How we inventory: - Discovery command: - rg -n "fallback|legacy|noop|ssh_legacy|managed-by-user" packages cmd --glob '!**/*_test.go' -S - Triage rule: - config-default: acceptable if fail-closed semantics remain. - runtime-compat: allowed only if explicitly temporary and documented. - risk: fallback can hide failures or weaken security posture; must be retired.

Active Fallback Debt (High Priority)

  1. Terminal legacy SSH key-source compatibility chain
  2. Type: risk
  3. Location: packages/services/terminal/proxy.go
  4. Why risky: multiple env fallback paths (TERMINAL_* -> PROVISIONING_*) and legacy key loading increase misconfiguration surface.
  5. Correct target state: single terminal credential source contract for the active mode only.
  6. Owner: Backend (A)
  7. Target: pre-MVP cleanup sprint (A-CLEAN-001/follow-up).

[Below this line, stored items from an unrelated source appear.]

PR #2818, opened 2024-08-31
Add invert option to dearrow plugin

### LINKED ISSUE #2783: [FEATURE REQUEST - Dearrow] Setting for the default state
### Content

A setting could be added to either enable dearrow on youtube embeds by default (current behavior) or disable it by default (and clicking on the button per embed)

### Request Agreement

electricsteve:
Fix #2783 
Just need feedback if the option should be marked restart needed. (line 174)


Vendicated:
why do you need feedback for if a restart is needed? it simply depends on if the option can apply immediately or needs a restart to work

EDM115:
@Vendicated from what I understand the option will have an immediate effect but will not work retroactively on already dearrowed embeds, unless the user reload their client

electricsteve:
Yes, its just idk if it is worth requiring a restart.

Vendicated:
ah i see. that's fine

electricsteve:
Yea ok but my question is still not answered, @EDM115 what do you think?

EDM115:
I believe it's alright, if users want to see changes on their old embeds that are already dearrowed they just have to refresh discord or close & reopen, which isn't a big problem  
I don't think that this setting needs a restart to work out of the box

electricsteve:
Ok, will remove comment in a few min, currently eating.

Nuckyz:
Instead of being an option to invert we should do something like how ShowHiddenChannels does:
image

Every time you click the toggle button it also updates the setting, so it remembers what you last chose

electricsteve:
Wtf is that option name

electricsteve:
> Instead of being an option to invert we should do something like how ShowHiddenChannels does: image
> 
> Every time you click the toggle button it also updates the setting, so it remembers what you last chose

OK will do that

electricsteve:
But wait the name of that setting contradicts the function, because it isn't the default, right?

electricsteve:
(Spelling mistake)

Nuckyz:
> But wait the name of that setting contradicts the function, because it isn't the default, right?

It's the default value which is applied the next time you view the button where it's used

src/plugins/dearrow/index.tsx
```diff
@@ -95,7 +108,9 @@ function DearrowButton({ component }: { component: Component<Props>; }) {
                     onMouseLeave={onMouseLeave}
                     className={"vc-dearrow-toggle-" + (embed.dearrow.enabled ? "on" : "off")}
                     onClick={() => {
+                        const { invert } = settings.store;
```
Nuckyz, line 111:
```suggestion
```

src/plugins/dearrow/index.tsx
```diff
@@ -95,7 +108,9 @@ function DearrowButton({ component }: { component: Component<Props>; }) {
...
                         const { enabled, oldThumb, oldTitle } = embed.dearrow;
+                        settings.store.invert = !invert;
```
Nuckyz, line 113:
```suggestion
                        settings.store.invert = !enabled;
```

Nuckyz (changes requested):

src/plugins/dearrow/index.tsx
```diff
@@ -77,6 +77,19 @@ async function embedDidMount(this: Component<Props>) {
...
+            embed.dearrow.enabled = !enabled;
+            if (oldTitle) {
+                embed.dearrow.oldTitle = embed.rawTitle;
+                embed.rawTitle = oldTitle;
+            }
+            if (oldThumb) {
+                embed.dearrow.oldThumb = embed.thumbnail.proxyURL;
+                embed.thumbnail.proxyURL = oldThumb;
+            }
+        }
```
Vendicated, line 91: this is just undoing the previous work. why not just use a condition above?

src/plugins/dearrow/index.tsx
electricsteve: Ah ok

src/plugins/dearrow/index.tsx
electricsteve: Will do!

Nuckyz:
Thank you for the contribution!

Nuckyz:
> NP! also I didn't notice enabled didn't need to be inverted. LOL

no worries, my suggestion was wrong too, I only noticed after testing haha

  8. Provisioning worker lazy POSIX identity creation

  9. Type: runtime-compat
  10. Location: packages/services/provisioning/worker/service.go
  11. Why risky: worker writes identity if onboarding path misses it; useful as guardrail but can hide upstream onboarding regression.
  12. Correct target state: auth onboarding is primary creator; worker guardrail retained with metric/alert.
  13. Owner: Backend (A)
  14. Target: keep as guardrail; add alert + runbook in ops hardening.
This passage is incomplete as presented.